I mainly communicate with my coding assistant in Chinese. However, my writing often blends languages: many technical terms feel more natural to me in English (especially those related to Python, Git, etc.), and some are even hard to translate smoothly into Chinese.
Yesterday, I asked my coding assistant in Chinese: “run.py有早停吗?我在恒源云上跑,发现没有触发”, which translates to: “Does run.py include early stopping? I ran the project on a shared GPU platform, but I didn’t see early stopping activate.” As usual, I kept the filename run.py in its original English form. The model checked the code and replied like this:
All technical terms stayed in English (run.py, config.py, train_unified), while the rest of the explanation switched to Korean. This isn’t an isolated incident—it happens regularly: whenever I mix Chinese with English engineering terms, Korean suddenly appears.

This made me wonder: Is this just a language quirk, or is something deeper happening in the model’s embedding space?
Hypothesis
Embedding spaces aren’t mainly organized by language type. Since they’re trained alongside language models, they’re typically grouped by functional domains—like academic writing, casual conversation, or, for coding assistants, engineering and code. Although Chinese is spoken by the world’s largest population, it’s not a natural fit for the engineering domain and appears less frequently in technical training data.
In such a setup, once engineering terms like review / branch / commit / PR / diff appear in a sentence, the text may no longer behave like “Chinese” in the embedding space. Instead, it might drift into an engineering-focused region.
We’ll run some experiments to test this idea with real data.
Controlled Language Drift
We designed a sequence of sentences where English words gradually replace Chinese ones:
Stage 0: 请帮我检查这个分支
Stage 1: 请帮我 review 这个分支
Stage 2: 请帮我 review 这个 branch
Stage 3: Please review this branch pull request commit
Stage 4: Please review this branch pull request commit code diff
Next, we calculated cosine similarity between sentence embeddings. We defined Korean and English “clusters” as the average embeddings of a small set of representative engineering-related sentences in each language.

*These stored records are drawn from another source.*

PR #4367, opened 2023-01-25
Maya: Fix template builder bug where assets are not put in the right hierarchy

friquette:
## Brief description
When buiding scene from template, the assets loaded from the placeholders are not put in the hierarchy. Plus, the assets are loaded in double.

## Testing notes:
1. In in maya: OpenPype > Template Builder > Build Workfile from template
2. The assets are not in the right hierarchy 
image

### DIFF
--- a/openpype/pipeline/workfile/workfile_template_builder.py
+++ b/openpype/pipeline/workfile/workfile_template_builder.py
@@ -521,6 +521,11 @@ class AbstractTemplateBuilder(object):
         if not level_limit:
             level_limit = 1000
 
+        placeholder_by_scene_id = {
+            placeholder.scene_identifier: placeholder
+            for placeholder in placeholders
+        }
+
         all_processed = len(placeholders) == 0
         # Counter is checked at the ned of a loop so the loop happens at least
         #   once.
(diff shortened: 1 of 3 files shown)


openpype/pipeline/workfile/workfile_template_builder.py
```diff
@@ -521,10 +521,6 @@ def populate_scene_placeholders(self, level_limit=None):
         if not level_limit:
             level_limit = 1000
 
-        placeholder_by_scene_id = {
```
iLLiCiTiT, line 524: We should fix the issue without getting rid of the recusive functionality.

friquette: The issue for now is that the recursive functionality is importing assets multiple times. I don't really understand the point of this functionality and its functioning. Could you explain it to me briefly ?

iLLiCiTiT: Few clients are using it in a way that they publish template workfile (or nodes). Then they define main template which has placehodlers that will load them. So first iteration would load other template placeholders and next iterations would load the placeholders from the previously loaded placeholders. We can't remove it...

iLLiCiTiT: Just looked at the code and if the `scene_identifier` of placeholder does not change after process, it should not process it again.

friquette: Ok I see. I will dig into it but I think the `scene_identifier` changes even though it shouldn't. Thank you !

iLLiCiTiT:
Is this ready?

friquette:
Yes it's ready for the hierarchy problem. I will do a separate PR for the references loaded in double because it is link to a problem with the recursivity.

iLLiCiTiT (approved):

We use Δ (EN − KO) to represent the gap between English and Korean similarity scores—that is, Δ = similarity(English) − similarity(Korean).
| Stage | Korean similarity | English similarity | Δ (EN − KO) |
|---|---|---|---|
| 0 | 0.4783 | 0.5141 | 0.0358 |
| 1 | 0.5235 | 0.5728 | 0.0492 |
| 2 | 0.5474 | 0.6140 | 0.0665 |
| 3 | 0.5616 | 0.7314 | 0.1698 |
| 4 | 0.5427 | 0.7398 | 0.1972 |
We noticed a curious pattern: Korean similarity rises at first, then gets overtaken by English similarity. Also, the increase in English similarity isn’t steady—it jumps sharply, hinting at a phase-transition–like shift rather than a smooth drift.
When we projected the embeddings into two dimensions using PCA, the early stages show a smooth path, but there’s a sudden directional leap between Stage 2 and Stage 3, followed by stabilization. This suggests embeddings don’t move in a straight line through space—they seem to jump between distinct attractor regions.

Real-world Model Behavior
Let’s revisit the original example. I asked:
A. “run.py有早停吗?我在恒源云上跑,发现没有触发”, meaning “Does run.py implement early stopping? I was running the project on a shared GPU service, and I didn’t see early stopping triggered.”
B. “원인을 찾았습니다. 결론: run.py에는 실제로 조기 종료가 없습니다. config.py에 USE_EARLY_STOPPING = True” (in Korean).
Translated back into Chinese, this becomes:
C. “我找到了原因。结论:run.py实际上没有早停。config.py里有 USE_EARLY_STOPPING = True。”
We computed cosine similarities for texts A, B, and C using sentence embeddings. For reference, we created three clusters: a Chinese cluster (average embedding of general Chinese sentences), plus corresponding English and Korean clusters.
| Text | Korean sim | English sim | Chinese sim |
|---|---|---|---|
| A. (Chinese prompt) | 0.2003 | 0.2688 | 0.3134 |
| B. (Korean response) | 0.2745 | 0.2983 | 0.1641 |
| C. (Translated Chinese) | 0.1634 | 0.3106 | 0.2798 |
As shown, translating the Korean reply back into Chinese doesn’t pull the embedding back into the Chinese cluster. In fact, it moves even closer to the English cluster.
This implies: Translation might fix the surface language, but it doesn’t restore the original embedding position.
Conclusion
Both experiments lead to the same insight: the embedding space isn’t divided by language borders. Instead, it’s shaped more by task context—with engineering English dominating.
Once a sentence enters this zone, its language form may shift, but its embedding stays anchored in the engineering region. This can cause odd behaviors—like replying in Korean—even if you don’t speak Korean at all.